On Wednesday, the Nigerian Governors Forum (NGF) held a meeting over the ongoing nationwide protests against police brutality. The NGF had ended the meeting agreeing with many demands of the protestors, including the demand to #EndSARS and to halt the attempt by the Inspector General of Police (IGP), to replace the defunct rogue unit with a SWAT team.
The governors, at the end of their meeting, issued a communiqué of their agreement on proffered solutions to many of the questions raised during the demonstrations.
Among the agreements of the NGF is that the IGP needs to immediately convene a meeting of all stakeholders and agree on a format of engagement with all State officials in order to address concerns emanating from SARS brutality; and that State leadership should meet simultaneously nationwide, to address matters arising.
The matters to address include reforming the police to be service-driven and to respect people’s rights.
The Governors agreed that reforms must include the training and retraining of operatives on the rules of engagement with the general public; and policing in Nigeria must ensure freedom for all Nigerians to carry out their lawful and legitimate businesses anywhere in the country without fear of harassment, intimidation or molestation.
Those were some of the agreements of the members of the NGF, which is made up of the 36 States Governors.
However, while some States like Lagos and Anambra have already set the ball rolling on implementing the agreements, by setting up panels of inquiry, the Governors of 19 Northern States made a U-turn and reneged on the agreements reached by the Forum.
The Governor of Plateau State, who doubles as the Chairman of the Northern Governors Forum, Simon Lalong, led other members of the Forum to a meeting with President Muhammadu Buhari, on Thursday. Following the meeting, he issued a statement contradicting what the NGF had agreed on. He said that “SARS has been useful to the North” and should not be disbanded.
“We had a meeting yesterday (Wednesday), the Nigerian Governors Forum. I’m sure my chairman addressed the press. When we see issues like this …their complaints vary from one state to the other. In one aspect, some people said they don’t want SARS, some said they want SARS but a reformed SARS.
“They want a reformed SARS because as far as they concern, some of these SARS operatives help them in addressing insecurity. If there are bad ones under, holistically, bring them together and reform them. Then, you work for them. So our opinion and conclusion at that stage was that let us not just say that we are throwing away the baby with bathwater.
“If there are good ones, you don’t chase them away. So, as SARS is banned, we are now looking forward to … because most of the States in the North said no. They want SARS because SARS helps them. Borno (state governor) said without SARS, he would not have been surviving today. Niger also wants SARS,” he said.
Although some Northern States including Kano and Plateau have joined the protests, refuting the claims of the Northern Governors, their reneging on the earlier agreement has questioned the oneness of the Nigerian Governors Forum.
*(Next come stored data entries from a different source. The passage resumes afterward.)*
PR #875, opened 2026-06-11
feat: add running model path / model precision to perf output

### LINKED ISSUE #81: Feat: need more perf results
When I run wmk perf --hf-model microsoft/resnet-50, it results: 
 "benchmark_info": {
    "model_id": "microsoft/resnet-50",
    "task": "auto-detected",
    "device": "cpu",
    "precision": "auto",
    "iterations": 100,
    "warmup": 10,
    "batch_size": 1,
    "timestamp": "2026-03-03T09:14:06.464939+00:00"
  },

My questions:
1. Where is the output model? Seems no parameter I can set for the model path.
2. Anyway to know the task and precision?
@zhengte_microsoft

xieofxie:
## Summary

Closes #81.

The `perf` JSON report did not record which ONNX model was actually run, so users had no way to locate the built/compiled model on disk (issue #81, question 1). This adds the **real running model path** — the ONNX file ORT actually loads, which can differ from the input `model_id`/`onnx_path` when an EPContext (compiled) model is produced or a cached one is reused.

`benchmark_info` now includes `running_model_path`:

```json
"benchmark_info": {
    "model_id": "microsoft/resnet-50",
    "running_model_path": "C:\Users\...\.cache\winml\...\model_cpu_ctx.onnx",
    "task": "auto-detected",
    "device": "cpu",
    ...
}
```

## Changes

- **`session/session.py`**: track the resolved model path ORT loads via a new `running_model_path` property (set in `compile()`; falls back to the input path before compilation).
- **`session/qairt/qairt_session.py`**: record the EPContext path the QAIRT session loads.
- **`models/winml/base.py`**: expose `running_model_path` on the model, delegating to the session.
- **`commands/perf.py`**: emit `running_model_path` in `benchmark_info`, and add it to each per-module instance entry in `--module` mode.

## Tests

- Extended `tests/e2e/test_perf_e2e.py::test_benchmark_cpu` to assert `running_model_path` is an existing `.onnx` file.
- Verified locally (CPU, `-m e2e`): `test_benchmark_cpu` and `test_module_benchmark_cpu` pass; `tests/unit/commands/test_perf_cli.py` (28) passes.

@

### DIFF
--- a/src/winml/modelkit/commands/perf.py
+++ b/src/winml/modelkit/commands/perf.py
@@ -101,6 +101,10 @@ class BenchmarkResult:
     output_names: list[str] = field(default_factory=list)
     output_shapes: list[list[int]] = field(default_factory=list)
 
+    # Resolved model precision from io_config (None if the model does not
+    # expose one). Distinct from the requested config.precision policy.
+    model_precision: str | None = None
+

It has also cast doubt on the implementation of the NGF recommendations in Northern States.
The National Executive Commission (NEC), presided by the Vice President, Prof. Yemi Osinbajo, on Thursday, has reached the NGF’s decisions by directing that judicial panels of inquiry be set up in each state, and each state should also set up fund to compensate victims of police brutality: Which can be interpreted that the presidency aligns with the Southern governors stand to end SARS.
Although compared to the South, the North has lower cases of SARS brutality; a situation many believe instigated the Northern Governors’ late decision to oppose the dissolution of SARS. With the current stand of the Northern Governors Forum, the implementation of 5 of 5 demands of protestors may likely suffer setbacks in northern States.
Upon the news that the Northern Governors have turned around from the NGF’s agreements, security agents in the north have resorted to using brute force to quell protests.
In Jos, the plateau State capital, there are reports of police firing live ammunition into crowds of protestors, and many have been killed. Taraba State shares the same situation which defies the logic of central police and tells terribly on the IGP’s promises to change the dreaded status quo.
With the state governors’ divided stand on SARS, and the police personnel’s defiant breach of IGP’s orders, state police has become a choice in the police reform menu.